My goal was and still is to make your life better, easier. Don’t make me resent you over silly things.

RESPECT ME IF YOU WANT ME TO RESPECT YOU

It is funny to me how you try to cut my paid hours for at least 30 minutes every single week. If my 12$ will make a change in your budget, then you can have it, but don’t think of me as stupid for not mentioning it. It is just ridiculous to me. I am an adult with my own family and plans, you can’t ask me to work 13h day and then not pay overtime, or even better – give me only 10 days of vacation that you pay me less than promised and you tell me when am I allowed to take it. Also, when I come 5 minutes early so we can discuss day and talk little bit so you don’t have to be late for work, and two of you leave to garage to maintain conversation for 20 minutes with barely saying hi to me- not okay!

THERE IS NO NEED FOR NANNY CAM IN THE BATHROOM

Nothing left to say. If you hired me, checked my references, if you believed I was capable enough to take care of your child, then why need for cameras? I can’t relax in your house and I spend every single moment hiding in a corner that camera doesn’t reach.

Check my post on this topic here

COMMUNICATE

I know you like your privacy and you made it very clear there are boundaries, but when you don’t tell me when kid’s birthday is – that is messed up!

I don’t need to know about you, and your plans, your life, but I spend 10 hours a day in your home with your child. If you don’t remember to send me text on Christmas Day or tell me how was her sleeping schedule over weekend, so I can prepare, how can you expect me to enjoy my job and do it properly?

Or you don’t care do I like it, as long as I am never late? Which btw that one and only time I was late for 5 minutes, is nothing comparing to your every single day coming later than what I’ve been told.

DON’T HAVE DOUBLE STANDARDS FOR CHILD’S DAILY ROUTINE

I have so many problems with this. If you force me to potty train her (read my experience on this link)  when she is not ready, and I manage to do it, why don’t you follow up? Why is she in diaper as soon as I leave the house, but every morning you tell me again to reinforce it?

If I need to force her to take a nap every day, why do you give in on her crying and don’t even try? That is the reason why she is that way with you, because she can. If I am not allowed to have TV time with her, how come you give her movies every weekend? I would be ok with all the rules if you followed too, or I would be ok with this if you didn’t have chore list for me to obey to. The way you treat me when I try to share my tips and ways how I get her to do things, makes me feel humiliated. Saying you don’t need my advice, you just need me to what you told me to, is not ok.

YOUR KID IS NOT INCONVENIENCE

This adds up to several previous issues. Taking several vacations in a year and not bringing her with on any of them, waking her up at 6 am because you wanted to go to Farmers Market first thing in the morning and many other ways you expressed and showed that it is pain in the ass to have her with, makes me really sad.

Makes me sad for you and for her. I feel you have her to show her around when necessary and then shove her to me or your mother when you are done. You already work 50-60 hours a week and never see her, you never play with her. Why do you need additional time away from her, and even better, why did you have her if you were not aware of commitment it would demand?

DON’T MICROMANAGE ME

I can not express how much I dislike this part. I don’t need daily chart of chores, I don’t want you to tell me what I need to give her to eat for every meal. I don’t want to text you every AM what are we doing and where are we going, and if nowhere, why do I think it is a good decision. I don’t like the lack of trust in every aspect of my job.

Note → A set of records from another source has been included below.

PR #38, opened 2016-03-01
Chrisdias/license

chrisdias:
The new "LICENSE" button in the command palette will open the [license in the marketplace](https://marketplace.visualstudio.com/items/dbaeumer.vscode-eslint/license):

image

In order for the marketplace to scrape the license you need to set the license property of package.json to "SEE LICENSE IN <<< filename >>>". This PR does this.

### DIFF
--- a/eslint/package.json
+++ b/eslint/package.json
@@ -4,7 +4,7 @@
 	"description": "Integrates ESLint into VS Code.",
 	"version": "0.10.12",
 	"author": "Microsoft Corporation",
-	"license": "MIT",
+	"license": "SEE LICENSE in License.txt",
 	"repository": {
 		"type": "git",
 		"url": "https://github.com/Microsoft/vscode-eslint.git"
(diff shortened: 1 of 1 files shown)


Tyriar:
Won't this break then break the license detection in npm?

Can a custom `licenseFile` field in package.json be used for this instead?

chrisdias:
It shouldn't, this is standard according to the [package.json](https://docs.npmjs.com/files/package.json) docs.

CC @joaomoreno

Tyriar:
Well it will probably work but it's technically not following the spec since it's MIT which has an SPDX identifier. Could we not use the SPDX identifier in the `ext install`? That would be much easier than clicking through to a web page.

chrisdias:
If you use the SPDX identifier you will get a generic license, correct? I know Joao did some work here (see https://github.com/Microsoft/vscode-vsce/issues/66).

In this case we want the slightly customized MIT license found in License.txt, which "SEE LICENSE IN License.txt" should pick up.

chrisdias:
Talked with @joaomoreno. With https://github.com/Microsoft/vscode-vsce/issues/66 `vsce` will now find the custom License.txt, so this PR is no longer necessary and we just need to republish the extension. I will open a new issue on that.

PR #41, opened 2016-03-02
Use Settings instead of Configuration

scharf:
Explain where to change the `configuration`, which actually is a `setting`.


egamma:
Hi michael @scharf :smile: 

The wording makes it more accurate. One issue I've see is that users are putting eslint rules into the settings instead of into an eslintrc config file. I therefore suggest to also improve the wording for

From:
>`eslint.options`: an option bag as defined by the ESLint API [here](http://eslint.org/docs/developer-guide/nodejs-api#cliengine). Defaults to an empty option bag. 

To: 
>`eslint.options`: options to configure how eslint is started using the ESLint [CLI Engine API](http://eslint.org/docs/developer-guide/nodejs-api#cliengine). Defaults to an empty option bag.

scharf:
Hi Erich,

I updated the PR with your suggestion.

egamma:
:+1:

dbaeumer:
Thanks @scharf :-)

PR #90, opened 2016-06-17
Changed the description for indexing

egamma:
Added a reference to JavaScript so that the extension is found when looking for JS extensions.


dbaeumer:
@egamma this only changes the readme. Something missing ?

egamma:
vsce is smarter than I thought and the change to the README is not needed - closing.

I am capable, I am doing this job for years, and even in the time with you I showed you I am dependable and capable, so why don’t you let me show you how much better I can be if you leave me alone?

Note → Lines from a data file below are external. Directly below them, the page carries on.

PR #115, opened 2016-08-24
Support for specifying eslint module path

### LINKED ISSUE #87: Make eslint library location configurable
I'm excited to use this extension. I'm on `VSCode@1.2.0` and `vscode-eslint@0.10.16`.

I have a somewhat unusual setup where `eslint` is brought in by a larger static analysis package that I've built. My dep tree looks like this:

```
root-package
└─┬ static-analysis-tool
  └── eslint
```

When running from `root-package`, I get the following error message:

> Failed to load eslint library. Please install eslint in your workspace folder using 'npm install eslint' or globally using 'npm install -g eslint' and then press Retry.

I would like to solve this by adding an option in the user preferences file to point vscode-eslint to the correct eslint location. This would be similar to how I can use the `typescript.tsdk` option to tell VSCode which TypeScript package to use.

This would also be useful for using VSCode to develop eslint itself. In that case, you'd want to use the eslint in the cwd.

I'd be happy to send a PR for this if you're amenable to it.

Thanks!

Related:
* #32

kumarharsh:
This change adds a setting called `eslint.relativeModulePath`
which is helpful in the cases when the node_modules folder
might not reside in the root of the workspace.

Fixes #87

### DIFF
--- a/eslint-server/src/server.ts
+++ b/eslint-server/src/server.ts
@@ -151,13 +151,17 @@ documents.onDidClose((event) => {
 });
 
 connection.onInitialize((params): Thenable<InitializeResult | ResponseError<InitializeError>>  | InitializeResult | ResponseError<InitializeError> => {
-	let rootPath = params.rootPath;
-	let initOptions: { legacyModuleResolve: boolean; } = params.initializationOptions;
+	let initOptions: { legacyModuleResolve: boolean; relativeModulePath: string; } = params.initializationOptions;
 	let noCLIEngine = new ResponseError(99, 'The eslint library doesn\'t export a CLIEngine. You need at least eslint@1.0.0', { retry: false });
 	let result: InitializeResult = { capabilities: { textDocumentSync: documents.syncKind, codeActionProvider: true }};
 	let legacyModuleResolve = initOptions ? !!initOptions.legacyModuleResolve : false;
 	let resolve = legacyModuleResolve ? Files.resolveModule : Files.resolveModule2;
-
+	let rootPath;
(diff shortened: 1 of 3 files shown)


kumarharsh:
@dbaeumer this also works well with the new `resolveModule` function too, but I literally just saw that you'd pushed that change to master, and monkey testing hasn't revealed any bugs. Do both the resolveModules work the same way?

dbaeumer:
@kumarharsh thanks a lot for the PR. Unfortunately it crosses with the work I currently do. With the new resolve method I already look up the parent chain. So the normal use case for having the eslint installed in a parent folder already works.

I also added support for a nodePath value which I add to the NODE_PATH env value before resolving the module. So if the eslint is installed in a wired location people can no point to that. 

So I would opt to see have far we get with these improvements. I would only add a another relative path if the improvements are not enough.

Any objections to close the PR.

kumarharsh:
@dbaeumer that's nice! Just one question: what about the cases when the javascript project is nested within the root workspace folder, so eslint is buried deep in the folder tree. Do the changes you're doing take that case into account?

kumarharsh:
Hi @dbaeumer, it seems like the changes you've described are not yet published in the plugin, and I'm not able to run the `vsce package` command to get a vsix package to work with

dbaeumer:
@kumarharsh in that case you can use the new eslint.nodePath setting to point to the eslint library to use. 

Regarding publishing: the changes are available as 2.4.2-next.x packages for the language server / client. We are currently in endgame and I will publish a new version when testing and fixing is done.

kumarharsh:
OK, thank you :)

PR #146, opened 2016-09-26
preserve focus when showing output channel

bpasero:
I would like to propose that we do not pass focus to the output channel when we open it automatically.

@dbaeumer fyi


dbaeumer:
Thanks @bpasero. To my defense I have to say that it is strange that a panel that doesn't allow typing takes focus by default in the first place. Wouldn't it make more sense to never take focus on show and have a separate method focus.

bpasero:
@dbaeumer totally, now you have to convince @jrieken to behave like that and we are all set

PR #153, opened 2016-10-10
Fixes zero location support

mysticatea:
- `problem.line`, `problem.column`, `problem.endLine`, and
`problem.endColumn` may be zero.
- In that case, `vscode-eslint` seems to crash silently.
- This PR modifies the location calculation to avoid the crash.


dbaeumer:
Thanks for the PR.

Issue #183, opened 2016-12-08
Bad contrast of ES Lint in status bar


bpasero:
![image](https://cloud.githubusercontent.com/assets/900690/21017612/3321f460-bd6a-11e6-9604-54b732ec3954.png)

dbaeumer:
This got changes a while ago to a yellowish color.

PR #206, opened 2017-02-16
Update statusBarItem color

chenxsan:
When ESLint is not available, we should update the statusBarItem color to inform user. I think it will also fix https://github.com/Microsoft/vscode-eslint/issues/183.

screen shot 2017-02-16 at 9 48 56 am

### DIFF
--- a/eslint/extension.ts
+++ b/eslint/extension.ts
@@ -214,7 +214,7 @@ export function realActivate(context: ExtensionContext) {
 				statusBarItem.color = 'yellow';
 				break;
 			case Status.error:
-				statusBarItem.color = 'darkred';
+				statusBarItem.color = '#aaa';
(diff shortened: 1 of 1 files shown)


dbaeumer:
@chenxsan I see the need for an updated color here however making the error case gray is not a good idea (the icon would get gray for example if the .eslintrc file can not be parsed). I would still go for some red tone.

chenxsan:
@dbaeumer I tried a lot of other colors, most of them looks bad when using with a blue background color :), with grey we could tell user the function is kind of disabled.

Anyway, if you come up with a better one, I would love to copy to [vscode-standardjs](https://github.com/chenxsan/vscode-standardjs/blob/master/eslint/extension.ts#L166).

I am required to have monthly, unpaid, meetings with you about our progress and situations we are dealing with. I am constantly being observed and it bugs me a lot. I know you are a parent, I respect that and I want you to be included in every way, but I need some freedom. I am not 12-year old next door girly babysitting for you. I can do this. Just trust me.

One of the reasons why I feel frustrated is because I know if my employers were not satisfied with me, they would fire me, they would tell me, they would make me go over contract again. If I was the bad one, they would not hesitate to fix the problem, so every single day I ask myself – Why am I not doing the same?

job appreciate quote

Why do I respect them? I saw the way they treated former nanny, I know I am not a family, I know as soon as I leave, I am forgotten, so why do I still try to make their life better?

Is that making me good nanny, or just naïve one?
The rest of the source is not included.